• **Task instructions**
Set every entry down again precisely.

Stored entries:
—————

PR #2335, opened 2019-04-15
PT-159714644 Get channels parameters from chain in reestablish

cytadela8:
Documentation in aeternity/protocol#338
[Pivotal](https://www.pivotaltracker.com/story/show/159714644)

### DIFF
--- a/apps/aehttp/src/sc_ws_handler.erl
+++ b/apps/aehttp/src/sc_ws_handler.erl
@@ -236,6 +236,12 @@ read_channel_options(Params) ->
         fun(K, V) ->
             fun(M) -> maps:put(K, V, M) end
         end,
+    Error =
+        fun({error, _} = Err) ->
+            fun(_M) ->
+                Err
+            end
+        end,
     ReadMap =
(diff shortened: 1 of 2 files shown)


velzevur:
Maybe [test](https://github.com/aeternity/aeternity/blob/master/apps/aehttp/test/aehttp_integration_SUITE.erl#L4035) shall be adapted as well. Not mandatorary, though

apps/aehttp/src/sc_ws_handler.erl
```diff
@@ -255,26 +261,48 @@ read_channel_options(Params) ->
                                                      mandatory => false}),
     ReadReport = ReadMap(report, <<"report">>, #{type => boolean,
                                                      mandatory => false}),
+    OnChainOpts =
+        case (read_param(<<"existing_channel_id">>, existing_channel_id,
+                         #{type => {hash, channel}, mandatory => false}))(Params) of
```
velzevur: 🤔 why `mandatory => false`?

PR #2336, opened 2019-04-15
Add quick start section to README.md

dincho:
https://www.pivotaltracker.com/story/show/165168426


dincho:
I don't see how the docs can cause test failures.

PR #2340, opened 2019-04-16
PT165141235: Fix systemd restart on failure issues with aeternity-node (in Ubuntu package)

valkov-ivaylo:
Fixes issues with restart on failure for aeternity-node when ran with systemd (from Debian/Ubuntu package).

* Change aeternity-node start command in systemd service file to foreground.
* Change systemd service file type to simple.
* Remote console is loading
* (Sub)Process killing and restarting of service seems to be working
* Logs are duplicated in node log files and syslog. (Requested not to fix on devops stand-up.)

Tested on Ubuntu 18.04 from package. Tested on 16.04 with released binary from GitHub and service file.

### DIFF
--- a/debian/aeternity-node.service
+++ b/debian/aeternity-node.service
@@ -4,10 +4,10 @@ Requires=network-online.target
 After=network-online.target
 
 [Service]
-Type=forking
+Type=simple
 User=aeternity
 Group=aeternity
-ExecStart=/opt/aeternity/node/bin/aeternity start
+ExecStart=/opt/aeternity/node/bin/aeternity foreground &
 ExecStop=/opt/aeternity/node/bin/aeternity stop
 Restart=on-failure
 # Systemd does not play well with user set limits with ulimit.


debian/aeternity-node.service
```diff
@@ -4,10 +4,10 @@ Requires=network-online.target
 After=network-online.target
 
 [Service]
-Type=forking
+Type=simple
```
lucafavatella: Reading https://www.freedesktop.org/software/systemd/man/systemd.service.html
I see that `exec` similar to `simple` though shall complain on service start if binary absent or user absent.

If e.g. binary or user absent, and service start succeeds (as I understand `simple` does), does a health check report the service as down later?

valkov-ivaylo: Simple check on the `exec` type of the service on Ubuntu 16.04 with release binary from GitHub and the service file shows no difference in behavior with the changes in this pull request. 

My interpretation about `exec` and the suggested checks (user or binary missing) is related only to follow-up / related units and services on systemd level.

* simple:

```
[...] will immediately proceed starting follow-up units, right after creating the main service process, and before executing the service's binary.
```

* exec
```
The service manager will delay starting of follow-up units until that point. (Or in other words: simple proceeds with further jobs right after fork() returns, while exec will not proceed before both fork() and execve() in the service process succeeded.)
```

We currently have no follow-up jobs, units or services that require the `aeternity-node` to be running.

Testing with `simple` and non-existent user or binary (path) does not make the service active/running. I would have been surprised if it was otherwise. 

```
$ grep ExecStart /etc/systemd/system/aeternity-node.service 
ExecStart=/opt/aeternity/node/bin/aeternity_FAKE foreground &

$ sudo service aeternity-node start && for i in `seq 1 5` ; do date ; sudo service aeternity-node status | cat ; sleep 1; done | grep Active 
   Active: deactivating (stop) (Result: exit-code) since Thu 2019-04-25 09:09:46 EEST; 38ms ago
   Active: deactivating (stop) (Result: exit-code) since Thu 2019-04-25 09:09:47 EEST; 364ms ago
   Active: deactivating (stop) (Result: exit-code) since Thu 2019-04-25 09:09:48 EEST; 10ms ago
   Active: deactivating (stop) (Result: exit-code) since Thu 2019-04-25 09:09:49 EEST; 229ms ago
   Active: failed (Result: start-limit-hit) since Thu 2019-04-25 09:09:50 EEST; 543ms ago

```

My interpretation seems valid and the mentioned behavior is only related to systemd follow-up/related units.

—————

• **Answer to this exercise**
PR #2335, opened 2019-04-15
PT-159714644 Get channels parameters from chain in reestablish

cytadela8:
Documentation in aeternity/protocol#338
[Pivotal](https://www.pivotaltracker.com/story/show/159714644)

### DIFF
--- a/apps/aehttp/src/sc_ws_handler.erl
+++ b/apps/aehttp/src/sc_ws_handler.erl
@@ -236,6 +236,12 @@ read_channel_options(Params) ->
         fun(K, V) ->
             fun(M) -> maps:put(K, V, M) end
         end,
+    Error =
+        fun({error, _} = Err) ->
+            fun(_M) ->
+                Err
+            end
+        end,
     ReadMap =
(diff shortened: 1 of 2 files shown)


velzevur:
Maybe [test](https://github.com/aeternity/aeternity/blob/master/apps/aehttp/test/aehttp_integration_SUITE.erl#L4035) shall be adapted as well. Not mandatorary, though

apps/aehttp/src/sc_ws_handler.erl
```diff
@@ -255,26 +261,48 @@ read_channel_options(Params) ->
                                                      mandatory => false}),
     ReadReport = ReadMap(report, <<"report">>, #{type => boolean,
                                                      mandatory => false}),
+    OnChainOpts =
+        case (read_param(<<"existing_channel_id">>, existing_channel_id,
+                         #{type => {hash, channel}, mandatory => false}))(Params) of
```
velzevur: 🤔 why `mandatory => false`?

PR #2336, opened 2019-04-15
Add quick start section to README.md

dincho:
https://www.pivotaltracker.com/story/show/165168426


dincho:
I don't see how the docs can cause test failures.

PR #2340, opened 2019-04-16
PT165141235: Fix systemd restart on failure issues with aeternity-node (in Ubuntu package)

valkov-ivaylo:
Fixes issues with restart on failure for aeternity-node when ran with systemd (from Debian/Ubuntu package).

* Change aeternity-node start command in systemd service file to foreground.
* Change systemd service file type to simple.
* Remote console is loading
* (Sub)Process killing and restarting of service seems to be working
* Logs are duplicated in node log files and syslog. (Requested not to fix on devops stand-up.)

Tested on Ubuntu 18.04 from package. Tested on 16.04 with released binary from GitHub and service file.

### DIFF
--- a/debian/aeternity-node.service
+++ b/debian/aeternity-node.service
@@ -4,10 +4,10 @@ Requires=network-online.target
 After=network-online.target
 
 [Service]
-Type=forking
+Type=simple
 User=aeternity
 Group=aeternity
-ExecStart=/opt/aeternity/node/bin/aeternity start
+ExecStart=/opt/aeternity/node/bin/aeternity foreground &
 ExecStop=/opt/aeternity/node/bin/aeternity stop
 Restart=on-failure
 # Systemd does not play well with user set limits with ulimit.


debian/aeternity-node.service
```diff
@@ -4,10 +4,10 @@ Requires=network-online.target
 After=network-online.target
 
 [Service]
-Type=forking
+Type=simple
```
lucafavatella: Reading https://www.freedesktop.org/software/systemd/man/systemd.service.html
I see that `exec` similar to `simple` though shall complain on service start if binary absent or user absent.

If e.g. binary or user absent, and service start succeeds (as I understand `simple` does), does a health check report the service as down later?

valkov-ivaylo: Simple check on the `exec` type of the service on Ubuntu 16.04 with release binary from GitHub and the service file shows no difference in behavior with the changes in this pull request. 

My interpretation about `exec` and the suggested checks (user or binary missing) is related only to follow-up / related units and services on systemd level.

* simple:

```
[...] will immediately proceed starting follow-up units, right after creating the main service process, and before executing the service's binary.
```

* exec
```
The service manager will delay starting of follow-up units until that point. (Or in other words: simple proceeds with further jobs right after fork() returns, while exec will not proceed before both fork() and execve() in the service process succeeded.)
```

We currently have no follow-up jobs, units or services that require the `aeternity-node` to be running.

Testing with `simple` and non-existent user or binary (path) does not make the service active/running. I would have been surprised if it was otherwise. 

```
$ grep ExecStart /etc/systemd/system/aeternity-node.service 
ExecStart=/opt/aeternity/node/bin/aeternity_FAKE foreground &

$ sudo service aeternity-node start && for i in `seq 1 5` ; do date ; sudo service aeternity-node status | cat ; sleep 1; done | grep Active 
   Active: deactivating (stop) (Result: exit-code) since Thu 2019-04-25 09:09:46 EEST; 38ms ago
   Active: deactivating (stop) (Result: exit-code) since Thu 2019-04-25 09:09:47 EEST; 364ms ago
   Active: deactivating (stop) (Result: exit-code) since Thu 2019-04-25 09:09:48 EEST; 10ms ago
   Active: deactivating (stop) (Result: exit-code) since Thu 2019-04-25 09:09:49 EEST; 229ms ago
   Active: failed (Result: start-limit-hit) since Thu 2019-04-25 09:09:50 EEST; 543ms ago

```

My interpretation seems valid and the mentioned behavior is only related to systemd follow-up/related units.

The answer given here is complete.